Alex sat in a fetal position against the wall for a long time. Long enough for a knock on the door to rouse him from his misery coma. For a second. He thought it might be Jack, but a second after the knock he heard Chef Jerimiah's voice.
"Alexander? Are you in there?" He said. "I know you didn't put in an order for a meal, but I have something for you. Just in case."
Alex let out a sigh and raised his head enough for his voice to not be muffled by his knees. "Thank you for thinking of me, Chef," he said, hoping his voice didn't sound like he had been sobbing for hours, "but I'm not hungry right now."

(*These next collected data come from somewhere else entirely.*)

PR #438, opened 2017-10-20
aggregtated: remove useless resample argument

sileht:
"resample" can be done within the "operations".

This change does that.


sileht:
Pull-request updated, HEAD is now 1a78074bcb2415d34bd2ccad16e073dad1686932

sileht:
Pull-request updated, HEAD is now d22d26a9d32565d1a62274c874a058da68b94a9c

sileht:
On Mon, Oct 23, 2017 at 04:54:46AM -0700, gord chung wrote:
>should we deprecate support for resample querystring in api?

No, the new aggregates API doesn't have resample in querystring.

This changes just change internal of cross metrics aggregation not the
API.

-- 
Mehdi Abaakouk
mail: sileht@sileht.net
irc: sileht

PR #440, opened 2017-10-23
simplify operations interface

chungg:
it's very cluttered to pass around is_aggregated when it's only
ever used for end result formatting.

we'll only ever have two scenarios:
- everything is aggregated into a single result
- batch retrieval and return all series individually (maybe modified)

there doesn't seem to be path which has a partially aggregated
result. if there is, it doesn't seem like this code would even handle
it.

this patch:
- removes is_aggregated and just assumes, if there's one series
returned and there was more than one given, it's aggregated.
- just transpose once if multiple series returned.

### DIFF
--- a/gnocchi/rest/aggregates/processor.py
+++ b/gnocchi/rest/aggregates/processor.py
@@ -156,21 +156,22 @@ def aggregated(refs_and_timeseries, operations, from_timestamp=None,
                     'timespan (%.2f%%)' % (needed_percent_of_overlap,
                                            percent_of_overlap))
 
-        granularity, times, values, is_aggregated = (
+        granularity, times, values = (
             agg_operations.evaluate(operations, key, times, values,
-                                    False, references[key]))
+                                    references[key]))
 
-        if is_aggregated:
+        values = values.T
+        if len(values) == 1 and len(references[key]) > 1:
             result["aggregated"]["timestamps"].extend(times)
             result["aggregated"]['granularity'].extend([granularity] *
                                                        len(times))
-            result["aggregated"]['values'].extend(values.T[0])
+            result["aggregated"]['values'].extend(values[0])
         else:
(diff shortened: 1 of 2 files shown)


gnocchi/rest/aggregates/processor.py
```diff
@@ -156,21 +156,22 @@ def aggregated(refs_and_timeseries, operations, from_timestamp=None,
...
 
-        granularity, times, values, is_aggregated = (
+        granularity, times, values = (
             agg_operations.evaluate(operations, key, times, values,
-                                    False, references[key]))
+                                    references[key]))
 
-        if is_aggregated:
+        values = values.T
+        if len(values) == 1 and len(references[key]) > 1:
```
sileht: If I just do: "(* 2 (metric id1 mean))" that doesn't aggregated anything, but with your change I got "aggregated": .... instead of "id1_mean" as key.

sileht: I have added some tests to cover this: https://github.com/gnocchixyz/gnocchi/pull/442

chungg: no, it'll give id1_mean. it'll only give "aggregated" if the number of original metrics was greater than 1 and shrinks to 1. i know this because you added tests for this already. :)

this case doesn't cover a scenario where you only aggregate a few of the series...  that said, i don't think the code supports that.

chungg: ah, nevermind. i see your new test for reaggregate a single series returns aggregated

Asu4ni:
I'm thinking about another way around. Checking if it works #447

Asu4ni:
@chungg I guess #447 might work.(except some strange test errors I cannot figure them out)

chungg:
closing. fix it later if needed.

"I can leave it out here, and you can take it if you want. If not, I'll be back in an hour, and I'll take it away for you. Is that alright?"
Jeremiah's voice reminded him of how Pamela would talk to him when he was young and upset. Soft. Soothing. The way you would talk to a crying child.
"That's fine," Alex said, trying not to feel too embarrassed that Jerimiah had been able to read his state without even seeing him. "Thank you, Chef."
"Any time, Alexander."
Alex heard the clanging of plates, then the rolling of wheels. Then silence. He waited a couple more minutes before he struggled to his feet and opened the door. Jerimiah was gone, but his promised food was on a covered tray right in front of the door. Alex crouched down and lifted the tray's silver cover. Despite how rotten he still felt, the contents of the tray made him smile. A big plate of paella and a little tarte Tatin. Both were his favourite things that Jerimiah made, and neither were things he made very often. His stomach couldn't even consider the thought of eating, but he still picked up the food up brought it into his flat.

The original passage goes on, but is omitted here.